=== Begin Enclosure ===
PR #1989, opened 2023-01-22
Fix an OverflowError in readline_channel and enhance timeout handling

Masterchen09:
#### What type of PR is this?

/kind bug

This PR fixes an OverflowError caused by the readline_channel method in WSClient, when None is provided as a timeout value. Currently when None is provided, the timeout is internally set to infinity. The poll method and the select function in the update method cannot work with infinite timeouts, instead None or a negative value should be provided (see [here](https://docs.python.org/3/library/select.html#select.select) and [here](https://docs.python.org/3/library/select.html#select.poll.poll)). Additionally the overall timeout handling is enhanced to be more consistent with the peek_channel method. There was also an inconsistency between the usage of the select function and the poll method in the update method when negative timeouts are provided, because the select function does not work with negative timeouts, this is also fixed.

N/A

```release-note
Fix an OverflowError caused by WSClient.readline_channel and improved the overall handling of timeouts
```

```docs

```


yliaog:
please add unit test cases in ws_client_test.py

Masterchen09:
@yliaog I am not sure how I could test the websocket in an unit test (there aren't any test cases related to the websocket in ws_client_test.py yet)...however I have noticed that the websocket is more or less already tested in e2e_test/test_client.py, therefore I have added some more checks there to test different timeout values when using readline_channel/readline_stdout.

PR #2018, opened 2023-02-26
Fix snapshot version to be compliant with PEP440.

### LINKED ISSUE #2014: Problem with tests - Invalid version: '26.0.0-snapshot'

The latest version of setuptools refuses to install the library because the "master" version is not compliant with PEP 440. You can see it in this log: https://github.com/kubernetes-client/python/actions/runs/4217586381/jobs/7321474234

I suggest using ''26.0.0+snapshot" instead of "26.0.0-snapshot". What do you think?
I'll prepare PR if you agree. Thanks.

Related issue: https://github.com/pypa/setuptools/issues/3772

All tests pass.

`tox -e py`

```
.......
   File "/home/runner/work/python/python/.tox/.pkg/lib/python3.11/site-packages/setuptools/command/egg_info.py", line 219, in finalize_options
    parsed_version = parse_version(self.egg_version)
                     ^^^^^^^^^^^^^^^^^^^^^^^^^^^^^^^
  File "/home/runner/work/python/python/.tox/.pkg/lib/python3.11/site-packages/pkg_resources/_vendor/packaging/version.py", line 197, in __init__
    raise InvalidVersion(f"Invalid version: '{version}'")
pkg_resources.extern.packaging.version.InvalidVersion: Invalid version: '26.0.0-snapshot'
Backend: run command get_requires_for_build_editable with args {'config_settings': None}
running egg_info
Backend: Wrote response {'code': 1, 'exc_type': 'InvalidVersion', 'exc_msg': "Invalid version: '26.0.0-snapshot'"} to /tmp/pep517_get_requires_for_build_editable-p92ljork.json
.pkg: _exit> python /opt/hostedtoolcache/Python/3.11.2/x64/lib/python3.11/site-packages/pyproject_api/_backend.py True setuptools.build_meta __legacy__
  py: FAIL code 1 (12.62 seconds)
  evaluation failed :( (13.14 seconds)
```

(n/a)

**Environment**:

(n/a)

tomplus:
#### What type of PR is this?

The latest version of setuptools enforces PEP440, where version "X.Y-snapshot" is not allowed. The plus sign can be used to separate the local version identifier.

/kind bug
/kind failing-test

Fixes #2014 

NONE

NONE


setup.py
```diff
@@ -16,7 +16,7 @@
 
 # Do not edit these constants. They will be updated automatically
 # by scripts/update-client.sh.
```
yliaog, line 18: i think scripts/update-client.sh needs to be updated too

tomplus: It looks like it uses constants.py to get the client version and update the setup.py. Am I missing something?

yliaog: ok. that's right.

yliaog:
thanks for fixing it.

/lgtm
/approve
=== End Enclosure ===
▶ [Prompt]:
Transcribe the records above in full, exactly as they stand.

▶ [Result of this exercise]:
PR #1989, opened 2023-01-22
Fix an OverflowError in readline_channel and enhance timeout handling

Masterchen09:
#### What type of PR is this?

/kind bug

This PR fixes an OverflowError caused by the readline_channel method in WSClient, when None is provided as a timeout value. Currently when None is provided, the timeout is internally set to infinity. The poll method and the select function in the update method cannot work with infinite timeouts, instead None or a negative value should be provided (see [here](https://docs.python.org/3/library/select.html#select.select) and [here](https://docs.python.org/3/library/select.html#select.poll.poll)). Additionally the overall timeout handling is enhanced to be more consistent with the peek_channel method. There was also an inconsistency between the usage of the select function and the poll method in the update method when negative timeouts are provided, because the select function does not work with negative timeouts, this is also fixed.

N/A

```release-note
Fix an OverflowError caused by WSClient.readline_channel and improved the overall handling of timeouts
```

```docs

```


yliaog:
please add unit test cases in ws_client_test.py

Masterchen09:
@yliaog I am not sure how I could test the websocket in an unit test (there aren't any test cases related to the websocket in ws_client_test.py yet)...however I have noticed that the websocket is more or less already tested in e2e_test/test_client.py, therefore I have added some more checks there to test different timeout values when using readline_channel/readline_stdout.

PR #2018, opened 2023-02-26
Fix snapshot version to be compliant with PEP440.

### LINKED ISSUE #2014: Problem with tests - Invalid version: '26.0.0-snapshot'

The latest version of setuptools refuses to install the library because the "master" version is not compliant with PEP 440. You can see it in this log: https://github.com/kubernetes-client/python/actions/runs/4217586381/jobs/7321474234

I suggest using ''26.0.0+snapshot" instead of "26.0.0-snapshot". What do you think?
I'll prepare PR if you agree. Thanks.

Related issue: https://github.com/pypa/setuptools/issues/3772

All tests pass.

`tox -e py`

```
.......
   File "/home/runner/work/python/python/.tox/.pkg/lib/python3.11/site-packages/setuptools/command/egg_info.py", line 219, in finalize_options
    parsed_version = parse_version(self.egg_version)
                     ^^^^^^^^^^^^^^^^^^^^^^^^^^^^^^^
  File "/home/runner/work/python/python/.tox/.pkg/lib/python3.11/site-packages/pkg_resources/_vendor/packaging/version.py", line 197, in __init__
    raise InvalidVersion(f"Invalid version: '{version}'")
pkg_resources.extern.packaging.version.InvalidVersion: Invalid version: '26.0.0-snapshot'
Backend: run command get_requires_for_build_editable with args {'config_settings': None}
running egg_info
Backend: Wrote response {'code': 1, 'exc_type': 'InvalidVersion', 'exc_msg': "Invalid version: '26.0.0-snapshot'"} to /tmp/pep517_get_requires_for_build_editable-p92ljork.json
.pkg: _exit> python /opt/hostedtoolcache/Python/3.11.2/x64/lib/python3.11/site-packages/pyproject_api/_backend.py True setuptools.build_meta __legacy__
  py: FAIL code 1 (12.62 seconds)
  evaluation failed :( (13.14 seconds)
```

(n/a)

**Environment**:

(n/a)

tomplus:
#### What type of PR is this?

The latest version of setuptools enforces PEP440, where version "X.Y-snapshot" is not allowed. The plus sign can be used to separate the local version identifier.

/kind bug
/kind failing-test

Fixes #2014 

NONE

NONE


setup.py
```diff
@@ -16,7 +16,7 @@
 
 # Do not edit these constants. They will be updated automatically
 # by scripts/update-client.sh.
```
yliaog, line 18: i think scripts/update-client.sh needs to be updated too

tomplus: It looks like it uses constants.py to get the client version and update the setup.py. Am I missing something?

yliaog: ok. that's right.

yliaog:
thanks for fixing it.

/lgtm
/approve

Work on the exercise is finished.